4.3 Local government access providers
Local government is both a regulator and an administrator of natural and physical resources. As a regulator, local government administers the Resource Management Act 1991 (RMA). The RMA promotes the sustainable use of natural and physical resources (which are defined to include all forms of plants and animals). Local government implements the RMA through regional policy statements, and regional and district plans. The RMA covers most potential environmental effects of any bioprospecting activity through controls in regional and district plans. Under the Historic Places Act 1993 (HPA) and section 6 of the RMA, local government together with the Historic Places Trust, manages and protects areas of historical and cultural significance, for example, archaeological and wähi tapu sites.23
Local government controls the use of land (including activities such as excavation and disturbance of land for purpose of access, disturbance of habitats of plants or animals), the use of water, discharge of contaminants and the use of the coastal marine area (including disturbance of the foreshore and seabed). In sensitive areas, where significant vegetation or habitats could be affected, there may be restrictions on the removal of plants and animals, and there may also be controls on access tracks or disturbance of the area. Resource consents may be required for larger-scale activities associated with bioprospecting, and an assessment of the environmental effects (including cultural effects such as the association of Mäori with täonga and the exercise of kaitiakitanga) of the activities to be undertaken would be required as part of the consent process.

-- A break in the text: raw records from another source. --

PR #427, opened 2025-04-18
Remove invalid ALL protocol in security group rule

aureliar8:
# Description
`ALL` is not a valid protocol to pass when creating a security group https://openapi-v2.exoscale.com/operation/operation-add-rule-to-security-group#operation-add-rule-to-security-group-body-application-json-protocol

Trying to use it is rejected by public API:
```tf
resource "exoscale_security_group_rule" "my_security_group_rule" {
  security_group_id = exoscale_security_group.tf-test.id
  type              = "INGRESS"
  protocol          = "ALL"
  cidr              = "0.0.0.0/0"
}
```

As an administrator of land, local government owns and/or manages areas, on their own behalf and on behalf of the Crown. For example, local government is responsible for large areas of reserves. Under the Reserves Act 1977, certain categories of reserves (such as local purposes reserves and historic reserves) are managed by local government, while ownership stays with the Crown.
4.4 Private access providers
In addition to any environmental controls under the RMA, where land is in private ownership, a bioprospector needs permission to access the land for the purpose of taking samples. In other words, it is up to each private access provider to permit access to the biological resources found on their land.